# Debt Ceiling and the Market



## liebuster (Jan 6, 2011)

What would happen if the Ceiling is raised and what would happen if it is not???

I'm curious as to what would happen to bonds, gold, silver, commodities, U.S. company stocks, inflation, etc, etc..


----------



## uscitizen (Jan 6, 2011)

Not much would happen for a while.
Taller debts could walk around with a taller ceiling that is about it.
The loss of jobs is what is taking us down for the longterm.


----------



## Toro (Jan 6, 2011)

Stocks would crash.

Gold would spike then crash.


----------



## william the wie (Jan 7, 2011)

In the last two shutdowns stocks went up. Marketwatch has a piece on the subject.


----------



## BillyJ (Jan 8, 2011)

The thing that will happen is black marketing if the prices will go high , tycon traders will stop the transition of the goods to the market and will stock them until the prices are raised and than sale them at the new price . In short , STOCK WILL BE CRASHED . this way or that .


----------



## uscitizen (Jan 8, 2011)

Stop the transition of goods to the market???


----------



## Toro (Jan 8, 2011)

william the wie said:


> In the last two shutdowns stocks went up. Marketwatch has a piece on the subject.

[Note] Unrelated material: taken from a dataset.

PR #14994, opened 2022-09-16
meta: use default behaviour instead of force to lf

fzn0x:
#13377 is a great PR, but this changes is better since it will let the git installation on a user's machine decide which line ending to use when a repository is checked out rather than only force to LF, it will help file size smaller (with the default of github line endings).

Any threat of a default by the US government would be enormously negative for stocks.


----------



## Truthmatters (Jan 8, 2011)

Newt played this game in the mid 1990s and ended up resigning in shame after his party lost the congress in the next election.

They just teased at this mess.


These idiots are truely STUPID enough to do this.


----------



## Truthmatters (Jan 8, 2011)

william the wie said:


> In the last two shutdowns stocks went up. Marketwatch has a piece on the subject.



Dear idiot, the debt ceiling has always been raised.

We have never defaulted on it


----------



## iamwhatiseem (Jan 8, 2011)

Not much because there are provisions that would continue the government....I believe...10 months if I remember correctly.
We shouldn't be concentrating on the debt ceiling, we should be concentrating on what got is there in the first place - and correct that.


----------



## KissMy (Jan 15, 2011)

US Corporations depend on Federal Money. You live & work amung communism weather you like it or not. The fed spent over $10 Trillion buying up companies, stocks, homes, student loans for homeless people & bailing out banks.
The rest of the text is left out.